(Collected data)
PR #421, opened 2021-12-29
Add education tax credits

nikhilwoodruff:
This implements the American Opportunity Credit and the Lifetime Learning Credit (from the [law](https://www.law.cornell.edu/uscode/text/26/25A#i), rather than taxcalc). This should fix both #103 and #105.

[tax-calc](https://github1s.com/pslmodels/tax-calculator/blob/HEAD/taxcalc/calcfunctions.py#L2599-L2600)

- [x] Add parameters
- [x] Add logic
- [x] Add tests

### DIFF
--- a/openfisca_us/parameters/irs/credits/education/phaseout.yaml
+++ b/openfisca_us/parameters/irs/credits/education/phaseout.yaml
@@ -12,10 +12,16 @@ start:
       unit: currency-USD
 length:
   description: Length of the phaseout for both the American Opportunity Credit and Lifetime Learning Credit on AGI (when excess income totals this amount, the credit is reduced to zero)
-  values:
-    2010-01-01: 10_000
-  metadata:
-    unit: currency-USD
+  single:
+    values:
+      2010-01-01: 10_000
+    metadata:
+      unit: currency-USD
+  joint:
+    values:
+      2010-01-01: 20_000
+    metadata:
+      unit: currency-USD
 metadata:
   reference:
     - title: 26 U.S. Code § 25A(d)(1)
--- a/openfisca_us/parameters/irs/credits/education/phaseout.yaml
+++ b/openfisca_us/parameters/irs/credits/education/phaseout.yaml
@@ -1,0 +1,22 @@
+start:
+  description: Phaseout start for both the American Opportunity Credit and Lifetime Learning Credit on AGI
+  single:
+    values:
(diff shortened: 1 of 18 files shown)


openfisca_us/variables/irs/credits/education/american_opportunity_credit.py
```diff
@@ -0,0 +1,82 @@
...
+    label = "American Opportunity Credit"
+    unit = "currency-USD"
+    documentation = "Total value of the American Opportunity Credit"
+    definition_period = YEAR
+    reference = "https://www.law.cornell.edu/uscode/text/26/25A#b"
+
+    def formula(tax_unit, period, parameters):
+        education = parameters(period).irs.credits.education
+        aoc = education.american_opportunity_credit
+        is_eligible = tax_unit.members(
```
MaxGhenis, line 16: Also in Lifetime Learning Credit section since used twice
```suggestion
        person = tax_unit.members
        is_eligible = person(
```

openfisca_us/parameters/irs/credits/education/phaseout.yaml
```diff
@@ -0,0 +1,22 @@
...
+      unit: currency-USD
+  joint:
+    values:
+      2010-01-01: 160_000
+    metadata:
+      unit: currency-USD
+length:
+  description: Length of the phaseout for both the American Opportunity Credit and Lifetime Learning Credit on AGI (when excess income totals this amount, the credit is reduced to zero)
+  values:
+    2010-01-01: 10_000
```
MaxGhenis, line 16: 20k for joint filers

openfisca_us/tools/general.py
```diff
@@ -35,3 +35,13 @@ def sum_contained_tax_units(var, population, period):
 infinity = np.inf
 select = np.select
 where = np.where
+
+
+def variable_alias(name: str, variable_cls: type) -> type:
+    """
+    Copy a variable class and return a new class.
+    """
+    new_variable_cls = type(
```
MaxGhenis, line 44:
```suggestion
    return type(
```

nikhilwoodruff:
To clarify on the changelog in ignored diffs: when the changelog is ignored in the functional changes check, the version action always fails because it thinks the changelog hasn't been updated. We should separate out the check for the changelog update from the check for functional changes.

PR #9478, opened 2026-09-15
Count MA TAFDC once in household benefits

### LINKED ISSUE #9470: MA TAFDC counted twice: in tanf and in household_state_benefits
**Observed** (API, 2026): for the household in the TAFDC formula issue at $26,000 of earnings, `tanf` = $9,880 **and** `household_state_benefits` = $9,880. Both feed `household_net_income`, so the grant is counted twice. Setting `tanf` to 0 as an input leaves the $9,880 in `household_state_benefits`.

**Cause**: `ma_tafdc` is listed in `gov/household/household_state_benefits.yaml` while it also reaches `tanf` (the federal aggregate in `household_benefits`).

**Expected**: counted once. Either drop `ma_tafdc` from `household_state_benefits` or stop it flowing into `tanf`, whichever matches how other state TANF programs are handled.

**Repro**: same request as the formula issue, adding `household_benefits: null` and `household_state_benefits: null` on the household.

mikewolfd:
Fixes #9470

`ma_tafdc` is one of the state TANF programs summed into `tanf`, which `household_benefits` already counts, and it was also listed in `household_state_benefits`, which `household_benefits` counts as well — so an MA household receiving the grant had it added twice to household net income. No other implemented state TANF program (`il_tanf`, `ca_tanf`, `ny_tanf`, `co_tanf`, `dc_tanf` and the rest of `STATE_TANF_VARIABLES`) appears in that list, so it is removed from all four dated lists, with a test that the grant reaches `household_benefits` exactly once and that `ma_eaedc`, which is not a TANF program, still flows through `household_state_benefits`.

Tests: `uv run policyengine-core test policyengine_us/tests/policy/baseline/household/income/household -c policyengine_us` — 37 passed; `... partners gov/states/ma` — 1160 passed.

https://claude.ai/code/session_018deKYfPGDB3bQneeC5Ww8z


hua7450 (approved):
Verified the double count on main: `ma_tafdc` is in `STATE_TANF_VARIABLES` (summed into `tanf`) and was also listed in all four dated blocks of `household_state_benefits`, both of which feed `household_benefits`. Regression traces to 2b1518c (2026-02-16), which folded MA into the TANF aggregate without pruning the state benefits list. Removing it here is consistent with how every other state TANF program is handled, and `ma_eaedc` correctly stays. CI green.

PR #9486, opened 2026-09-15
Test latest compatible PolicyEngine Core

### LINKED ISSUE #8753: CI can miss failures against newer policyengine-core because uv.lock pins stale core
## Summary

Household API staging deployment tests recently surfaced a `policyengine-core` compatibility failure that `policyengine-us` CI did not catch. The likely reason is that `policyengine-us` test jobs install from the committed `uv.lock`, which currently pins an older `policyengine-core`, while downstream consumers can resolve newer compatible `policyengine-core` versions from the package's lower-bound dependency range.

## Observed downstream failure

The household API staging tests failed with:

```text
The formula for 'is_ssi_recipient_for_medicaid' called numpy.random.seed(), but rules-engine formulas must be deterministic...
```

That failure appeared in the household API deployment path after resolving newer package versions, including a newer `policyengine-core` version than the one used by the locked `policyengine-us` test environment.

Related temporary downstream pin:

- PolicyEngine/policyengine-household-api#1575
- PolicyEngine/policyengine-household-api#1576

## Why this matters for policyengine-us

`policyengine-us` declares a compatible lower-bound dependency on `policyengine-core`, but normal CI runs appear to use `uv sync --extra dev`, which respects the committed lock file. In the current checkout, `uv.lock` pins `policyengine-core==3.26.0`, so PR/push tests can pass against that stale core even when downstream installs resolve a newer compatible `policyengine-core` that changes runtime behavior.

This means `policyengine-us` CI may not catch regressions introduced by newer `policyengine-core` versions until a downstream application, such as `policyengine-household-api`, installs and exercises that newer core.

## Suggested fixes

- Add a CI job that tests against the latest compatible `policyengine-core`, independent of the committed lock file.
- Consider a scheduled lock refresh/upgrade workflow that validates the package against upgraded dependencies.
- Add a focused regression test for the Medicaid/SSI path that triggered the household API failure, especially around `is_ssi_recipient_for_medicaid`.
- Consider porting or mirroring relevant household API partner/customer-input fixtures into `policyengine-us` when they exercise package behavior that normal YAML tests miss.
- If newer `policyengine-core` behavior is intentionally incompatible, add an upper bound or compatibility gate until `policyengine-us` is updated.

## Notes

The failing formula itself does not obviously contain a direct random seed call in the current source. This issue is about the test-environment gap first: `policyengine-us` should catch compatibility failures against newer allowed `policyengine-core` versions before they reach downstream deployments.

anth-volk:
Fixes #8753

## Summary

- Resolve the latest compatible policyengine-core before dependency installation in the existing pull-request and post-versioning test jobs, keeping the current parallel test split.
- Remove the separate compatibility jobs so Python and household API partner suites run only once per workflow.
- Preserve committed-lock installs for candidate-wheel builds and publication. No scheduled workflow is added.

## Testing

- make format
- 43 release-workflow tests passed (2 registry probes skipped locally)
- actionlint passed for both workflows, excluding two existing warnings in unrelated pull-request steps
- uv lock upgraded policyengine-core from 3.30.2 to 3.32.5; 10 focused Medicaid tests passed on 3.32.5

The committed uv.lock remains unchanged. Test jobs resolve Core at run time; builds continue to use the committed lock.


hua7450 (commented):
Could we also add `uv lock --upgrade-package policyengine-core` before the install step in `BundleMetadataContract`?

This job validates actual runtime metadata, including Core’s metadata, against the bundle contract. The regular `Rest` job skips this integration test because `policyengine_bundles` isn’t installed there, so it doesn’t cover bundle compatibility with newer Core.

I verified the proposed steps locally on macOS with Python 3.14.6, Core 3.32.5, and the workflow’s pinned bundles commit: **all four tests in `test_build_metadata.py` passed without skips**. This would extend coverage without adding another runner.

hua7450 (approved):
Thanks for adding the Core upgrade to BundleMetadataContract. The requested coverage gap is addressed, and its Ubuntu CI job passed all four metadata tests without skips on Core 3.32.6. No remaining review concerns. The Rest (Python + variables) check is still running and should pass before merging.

▶ [Work to be completed]:
Among the entries above, copy exactly only the lines starting with the one containing "on the household." and going through the one containing "of the state", both ends included.

▶ [Exercise answer]:
**Repro**: same request as the formula issue, adding `household_benefits: null` and `household_state_benefits: null` on the household.

mikewolfd:
Fixes #9470

`ma_tafdc` is one of the state TANF programs summed into `tanf`, which `household_benefits` already counts, and it was also listed in `household_state_benefits`, which `household_benefits` counts as well — so an MA household receiving the grant had it added twice to household net income. No other implemented state TANF program (`il_tanf`, `ca_tanf`, `ny_tanf`, `co_tanf`, `dc_tanf` and the rest of `STATE_TANF_VARIABLES`) appears in that list, so it is removed from all four dated lists, with a test that the grant reaches `household_benefits` exactly once and that `ma_eaedc`, which is not a TANF program, still flows through `household_state_benefits`.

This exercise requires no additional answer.